Two decades of business partnership pays dividends for local biodiversity

Marwell Wildlife and technology company QinetiQ achieved a major milestone this month as our partnership to restore Eelmoor Marsh Site of Special Scientific Interest celebrated 20 years of grazing management with impressive outcomes for local biodiversity. It has also been 40 years since the site conservation group began the biological recording that resulted in the site first receiving protected status.

Przewalski’s horses were released in 1995 followed a year later by a herd of Highland cattle, helping to restore important ecological processes. Mechanical methods have also been employed to remove invasive trees, stimulate the seed bank, modify hydrology to retain water and diversify neglected habitats.

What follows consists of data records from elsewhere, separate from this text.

PR #97, opened 2018-07-28
Damage type fixes

Trokkin:
Moved from DamageModify PR.

### DIFF
--- a/wurst/_handles/Group.wurst
+++ b/wurst/_handles/Group.wurst
@@ -1,6 +1,7 @@
 package Group
 import NoWurst
 import Vectors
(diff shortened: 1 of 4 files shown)


Frotty:
The group stuff doesn't fix anything. it's a nice addition, but yeah, doesn't really need to be same PR.
Anyway, looks good, thanks a lot 🍆

Cokemonkey11:
>  I can't embrace the idea of PR being as small as one little commit when it is a part of some bigger change.

With some practice the work needed to manage your git dependency tree becomes less and more natural

PR #98, opened 2018-07-28
UnitId asset list, categorized by race and campaign

Trokkin:
All data is taken from unitUI.slk
Model and scale data is provided in comments to help recognize some units.


Frotty:
why for version 1.26a?
Looks neat, only thing which I already mentioned last time is that the names can become a bit long.
6 char-id 'ncap' vs `UnitIds_NightElfCampaign.corruptedAncientProtector` might be a bit annoying.
Might be fine though

wurst/_wurst/assets/UnitIds.wurst
```diff
@@ -0,0 +1,923 @@
...
+	static constant knight = 'hkni'
+	static constant steamTank = 'hmtt'
+	static constant rifleman = 'hrif'
+	static constant priest = 'hmpr'
+	static constant bloodElfDragonHawk = 'hdhw'
+	static constant altarofKings = 'halt'
+	static constant scoutTower = 'hwtw'
+	static constant gryphonAviary = 'hgra'
+	static constant castle = 'hcas'
+	static constant humanBarracks = 'hbar'
```
Cokemonkey11: maybe just Barracks since inside UnitIds_Human namespace?

wurst/_wurst/assets/UnitIds.wurst
```diff
@@ -0,0 +1,923 @@
...
+	static constant keep = 'hkee'
+	static constant blacksmith = 'hbla'
+	static constant humanLumberMill = 'hlum'
```
Cokemonkey11: Just lumberMill maybe

wurst/_wurst/assets/UnitIds.wurst
```diff
@@ -0,0 +1,923 @@
...
+	static constant workshop = 'harm'
+	static constant cannonTower = 'hctw'
+	static constant townHall = 'htow'
+	static constant guardTower = 'hgtw'
+	static constant farm = 'hhou'
+	static constant arcaneSanctum = 'hars'
+	static constant heroArchMage = 'Hamg'
+	static constant heroMountainKing = 'Hmkg'
+	static constant heroPaladin = 'Hpal'
+	static constant bloodElfSorceror = 'Hblm'
```
Cokemonkey11: heroBloodMage?

wurst/_wurst/assets/UnitIds.wurst
```diff
@@ -0,0 +1,923 @@
...
+	static constant waterElemental1 = 'hwat'
+	static constant waterElemental2 = 'hwt2'
+	static constant waterElemental3 = 'hwt3'
+	static constant militia = 'hmil'
+	static constant rocketTank = 'hrtt'
```
Cokemonkey11: ?

Trokkin: Maybe steamTankRocket

Frotty:
Not too sure about the scale comments etc. ? Will people really look into that?

I think 1 big group is better, but now the entries are not alphabetically ordered anymore, please restore that.

Trokkin:
As far as I used to, custom units should inherit properties of their model, like backswing point, shadow or missile firing point, thus the model is the key parameter when choosing base unit. Selection scale is also important and should correlate with the model scale and the model itself, so I focus on these too in hope that selection scale would be changed corresponding to scale change because I'm kinda tired of seeing inproper settings for units.

They never was alphabetically ordered, you know. At least for english: original data I was working with first was from 1.26a russian client, extracted by War3ObjectEditor which never worked with new versions, and there was alphabetical sort within categories.

Frotty:
🍬 Thanks

PR #102, opened 2018-08-07
Functions to work with triggeraction & triggercondition

Rhazarian:
These functions allow to use triggeraction & triggercondition in generics. It can be useful, e.g. if you manage triggers dynamically and want to remove actions and conditions to avoid leaks


Frotty:
Hi, thanks for your contribution.
Is this your last three PRs combined or what was the deal with closing them instantly?
Looks good to me.

Rhazarian:
Yes, it's those combined. The reason was that they weren't able to build separately because they depend on each other, actually pulling them in such a way was a mistake.

Frotty:
Good stuff 💎

PR #104, opened 2018-08-08
Fixed trigger API

Rhazarian:
Fixed existing functions to return values as original ones do & added missing ones


Frotty:
Good Stuff 👍

PR #407, opened 2021-11-13
Public import for Icons.wurst in ChannelAbilityPreset

Overkane:
If you use channel ability preset package, then you will most likely want to set an icon, since you don't wanna use std one.

This change will remove need in redundant Icons.wurst imports in every ability package, which use ChannelAbilityPreset.


Frotty:
The main reason we don't auto-import the asset packages is because of their size and thus longer compile time.
I think the icons import is small enough and often used to have it included - especially after the typecheck improvements.

PR #409, opened 2021-12-09
gaussian rng

Cokemonkey11:
Inlines https://www.hiveworkshop.com/threads/logarithm.247774/

Uses https://en.m.wikipedia.org/wiki/Box%E2%80%93Muller_transform

See also https://www.hiveworkshop.com/threads/standard-deviation-random-number.336870/

### DIFF
--- a/wurst/math/Maths.wurst
+++ b/wurst/math/Maths.wurst
@@ -11,8 +11,16 @@ public constant real EULER	  =  2.718281828
 public constant real PI			=  3.141592654
 /** PI * 2 constant */
 public constant real PI2 		=  6.28318
+/** One turn in radians */
+public constant real TAU		=  PI2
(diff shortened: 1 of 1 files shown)


Frotty:
I think it's debatable whether the rng is stdlib material, but log seems useful.
I don't understand the redeclarations of tau and max_real.
How about unit test?

Cokemonkey11:
@Frotty I would be happy to inline TAU and MAX_REAL if you'd like. They seem broadly useful missing constants to me?

For unit test I can add one for log. I previously wrote one just to print RNG to console but I'm not sure what a good unit test looks like that won't flake. Do you have any suggestions?

Frotty:
> They seem broadly useful missing constants to me?

They aren't missing though?

PR #411, opened 2022-03-13
Added getUnitIcon method

Jaccouille:
I didn't know it was possible to retrieve a unit icon, then I saw [this hive workshop comment](https://www.hiveworkshop.com/threads/still-no-natives-to-get-unit-type-icons-etc.337444/#post-3516994), I thought adding this method would be useful, at least to know that it's possible.


Frotty:
Thanks for the PR, tasyen says "One can get the icon of unit/item/ability" so I suppose it does more than just units, maybe that should be reflected in the base function?

PR #412, opened 2022-04-12
Features added

HerlySQR:
I'm not sure if this is well done.


HerlySQR:
In case you read the original message, sorry for that I though I was requesting to myself.
And sorry for being ignorant, I'm very noob in git, but what means the previous warn message?

Frotty:
I think these are too many changes to review. It would be nice to merge this, but I need some way to verify this. CircleCI fails because the configuration is missing. you should also add that from master.

HerlySQR:
I don't completly understand, what can I do?

HerlySQR:
I lost the thread, what could I do?

Frotty:
Hi, these are too many changes for me to review.
If you could fix the CircleCI build (https://app.circleci.com/pipelines/github/wurstscript/WurstStdlib2/624/workflows/46c70057-1fb4-4bfc-b4f5-5946b641e11e/jobs/646) then we at least could verify that everything you added compiles, even if I didn't test it.
Could you please fix the pipeline?

HerlySQR:
Now that the check have passed, what will happen?

Frotty:
Looking good. The only thing I think is missing is that you don't provide the 1.29 common.j and blizzard.j, so the compilation is done with the latest files, which could bring some potential errors. Did you test this with 1.29 files?

HerlySQR:
> Looking good. The only thing I think is missing is that you don't provide the 1.29 common.j and blizzard.j, so the compilation is done with the latest files, which could bring some potential errors. Did you test this with 1.29 files?

Yes it worked with it, I even outdated them, but when I got the error of `GetBJPlayerNeutralVictim` I updated them again and didn't oudated it because I didn't know what would affect it.

HerlySQR:
Should I outdate it again?, because anyway it tells me "Is not part of the repository".

Frotty:
I'm not sure what you mean. The branch is supposed to work with 1.28 and lower versions. So you could add 1.28 common.j and blizzard.j to the repo and it should be used instead of 1.32

HerlySQR:
So it's still ok?

HerlySQR:
I hope the blizzard.j and common.j were added correctly.

Frotty:
When I tested locally the wrong common.j / blizzard.j are used in vscode, so I'm not sure if it works as expected. Also not sure if it would work properly as dependency with those files commited. I guess in the end we need proper version selection in wurst.build or so. I guess I will merge this without .j files for now.

HerlySQR:
Soooo that means you will merge my commits?

HerlySQR:
I didn't wanna say this, but I can't continue making my map if this library is not added, because I don't wanna screw it again.

Frotty:
How so?
You can simply supply the git repository of your fork in `wurst.build` instead.

```
---
projectName: Zombie Defense
dependencies:
- https://github.com/HerlySQR/WurstStdlib2:pre1.29
```

HerlySQR:
> 

As I said, I'm very noob in Git, thank you.

HerlySQR:
Hmm, is not working, I add the link in the dependencies and in the `wurst build` and run `grill install` but the library is still the base, even I created a new project with that link in the dependencies, and still not.

PR #413, opened 2022-07-14
Add tests for mocked Quest and Quest Item handles.

thecadorn:
Add tests for the quest and quest item handles, leveraging the mocks added in https://github.com/wurstscript/WurstScript/pull/1060. Prefers testing through the Wurstscript handle implementations over the natives if possible.

Tried to base these on existing tests and the style guide, feedback is of course welcome!


Frotty:
Sorry I must have missed this. Thanks a lot. 👍

PR #417, opened 2022-11-01
Damage Engine Fixed

HerlySQR:
Hello, I made the changes of the Damage Engine, but I'm not sure of how just not show all the commits, but I think now just show the last changes.


wurst/_handles/Destructable.wurst
```diff
@@ -1,8 +1,11 @@
 package Destructable
 import NoWurst
-import Vectors
 import Wurstunit
 import Annotations
+import initlater Unit
```
Frotty, line 5: don't add initlater import. Also this stuff does not look like it belongs in stdlib. Put it into some own package and then you also don't need initlater.

HerlySQR: I could add a package called ElevatorWalls, but where could be good place it?

Frotty: In your own project, not the stdlib.

HerlySQR: ok

HerlySQR: Very well, I removed it.

Frotty:
Looking good now, thanks 👍

PR #421, opened 2023-05-08
SHIFTR operator negative

Elphea:
Fixed negative numbers when pertaining to SHIFTR operator

This version allows usages between -2^31 to 2^31-1.


Frotty:
Addressed by https://github.com/wurstscript/WurstStdlib2/pull/430
The reason for the look of the function with just 1 return is, so that it can be inlined.

PR #423, opened 2023-06-24
Added unit showTeamGlow native

Jaccouille:
Used to remove hero glow on a unit.
I wonder what exactly is considered a glow though.


Frotty:
Thanks 👍

PR #424, opened 2023-07-02
Fixed Grom Hellscream soundset path

Jaccouille:
On 1.36, "Hellscream" doesn't seem to exist.

I didn't look for the reason as to why, but I remember some odd change about Hellscream name for reforged, maybe it's related?
https://us.forums.blizzard.com/en/warcraft3/t/why-do-we-hate-grom-now/14474


Frotty:
Thanks

PR #429, opened 2024-01-02
Expose timer `getRemaining` API in `CallbackSingle`

jmrico01:
I implemented a spell that has multiple charges, and an ability cooldown timer is displayed for each recharge time. I'm using `doAfter` to defer the recharge event, but I also need to update the remaining cooldown. All that to say, I need `CallbackSingle` to expose the `getRemaining()` API for its underlying timer.

Realized after my last PR that I've been using my WurstStdlib2 fork this whole time because of this 2-line change, so I figured I'd submit a PR for it.


Frotty:
Thanks for the submission 👍

PR #431, opened 2024-01-30
Added unit method for item stock handling

Jaccouille:
Wrapping up some native functions related to item stock.


Frotty:
Thanks 👍

PR #1389, opened 2021-03-13
Add support for 24-bit signed LPCM wav in sox_io backend

iseessel:


torchaudio/csrc/sox/utils.cpp
```diff
@@ -142,19 +146,24 @@ caffe2::TypeMeta get_dtype(
 
 caffe2::TypeMeta get_dtype_from_str(const std::string dtype) {
```
iseessel, line 147: I didn't see this function used anywhere, but I decided to change for completeness sake.

iseessel:
@mthrok Let me know what you think!

torchaudio/backend/sox_io_backend.py
```diff
@@ -73,9 +73,12 @@ def load(
 
             * 32-bit floating-point
             * 32-bit signed integer
+            * 24-bit signed integer
             * 16-bit signed integer
             * 8-bit unsigned integer (WAV only)
 
+            Note: 24-bit signed integers are converted to ``int32`` tensors.
```
mthrok, line 80: I think the fact that `int32` will be used as a substitute is better covered by the next block of docstring, so let's not mention it here. (Besides, note section inside of note section would not render well https://184250-90321822-gh.circle-artifacts.com/0/docs/backend.html#load)

torchaudio/backend/sox_io_backend.py
```diff
@@ -92,10 +95,12 @@ def load(
...
-    signed integer and 8-bit unsigned integer (24-bit signed integer is not supported),
-    by providing ``normalize=False``, this function can return integer Tensor, where the samples
-    are expressed within the whole range of the corresponding dtype, that is, ``int32`` tensor
-    for 32-bit signed PCM, ``int16`` for 16-bit signed PCM and ``uint8`` for 8-bit unsigned PCM.
+    signed integer, 24-bit signed integer, and 8-bit unsigned integer, by providing ``normalize=False``,
+    this function can return integer Tensor, where the samples are expressed within the whole range
+    of the corresponding dtype, that is, ``int32`` tensor for 32-bit signed PCM,
+    ``int16`` for 16-bit signed PCM and ``uint8`` for 8-bit unsigned PCM. Since torch does not
+    support ``int24`` dtype, 24-bit signed PCM are converted to ``int32`` tensors,
+    by implicitly performing 8 left-shifts per data chunk.
```
mthrok, line 103: Let's spare the detail of implementation (8 left-shifts), which can be changed anytime even if the chances are small. Just mention it will be converted to `int32` should suffice.

torchaudio/csrc/sox/utils.cpp
mthrok: Oh this is a helper function from removed feature, which we forgot to remove. Can you leave the function as-is, so that this PR contains only changes related to the 24-bit support. That way, if we need to revert the change, it is easier.

mthrok (commented):
Hi @iseessel

Thanks for working on this. It looks good overall.

torchaudio/csrc/sox/utils.cpp
```diff
@@ -118,15 +118,19 @@ caffe2::TypeMeta get_dtype(
...
         return torch::kUInt8;
-      case SOX_ENCODING_SIGN2: // 16-bit or 32-bit PCM WAV
+      case SOX_ENCODING_SIGN2: // 16-bit, 24-bit, or 32-bit PCM WAV
         switch (precision) {
           case 16:
             return torch::kInt16;
+          case 24: // Cast 24-bit to 32-bit. That is each data chunk will
+                   // implicitly perform 8 left-shifts.
+            std::cout << "Warning: Casting 24-bit signed PCM to torch::kInt32";
+            return torch::kInt32;
```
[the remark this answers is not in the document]
iseessel: Would you like me to add warnings to `apply_effects_file` and `apply_effects_fileobj`?

mthrok:
> 1. Would you like me to add warnings to apply_effects_file and apply_effects_fileobj?

If you have time and interest, please do so. The following is the direction I think works.
1. In [`apply_effects_file`](https://github.com/pytorch/audio/blob/2897f366a9a0a599409844d5a4bf8956c382512d/torchaudio/csrc/sox/effects.cpp#L91-L136) and [`apply_effects_fileobj`](https://github.com/pytorch/audio/blob/2897f366a9a0a599409844d5a4bf8956c382512d/torchaudio/csrc/sox/effects.cpp#L161-L237), change the logic of `get_dtype` to consider `normalize` option as well. (return `float32` if `normalize=True`). 
2. Add warning if `normalize=False` and the input WAV is 24-bit. We should be able to use [`TORCH_WARN_ONCE`](https://github.com/pytorch/pytorch/search?q=TORCH_WARN_ONCE)
3. Remove `normalize` option from [`convert_to_tensor`](https://github.com/pytorch/audio/blob/2897f366a9a0a599409844d5a4bf8956c382512d/torchaudio/csrc/sox/utils.cpp#L161-L201).

> 2. Should I put in a follow up PR to remove the dead code?

If you have time, please do so. I have filed a task T86709147 as well.

mthrok:
Thanks!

The rich complex of wet, dry and humid heath, mire, species rich grassland and woodland communities now supports over 400 species of conservation concern. The site is a haven for rare fungi, insectivorous plants, orchids and other notable flora, insects, reptiles, amphibians and specialist heathland birds. Having responded favourably to management, over a third of Britain’s dragonfly and damselfly species, and nearly half of Britain’s butterfly species can be found at Eelmoor Marsh.

Floral recovery has been remarkable with a significant increase in species richness. Rarities such as the pale heath violet Viola lactea increased dramatically following introduction of grazing management, while others such as yellow bartsia Parentucellia viscosa reappeared having previously been lost to the site and have thrived ever since.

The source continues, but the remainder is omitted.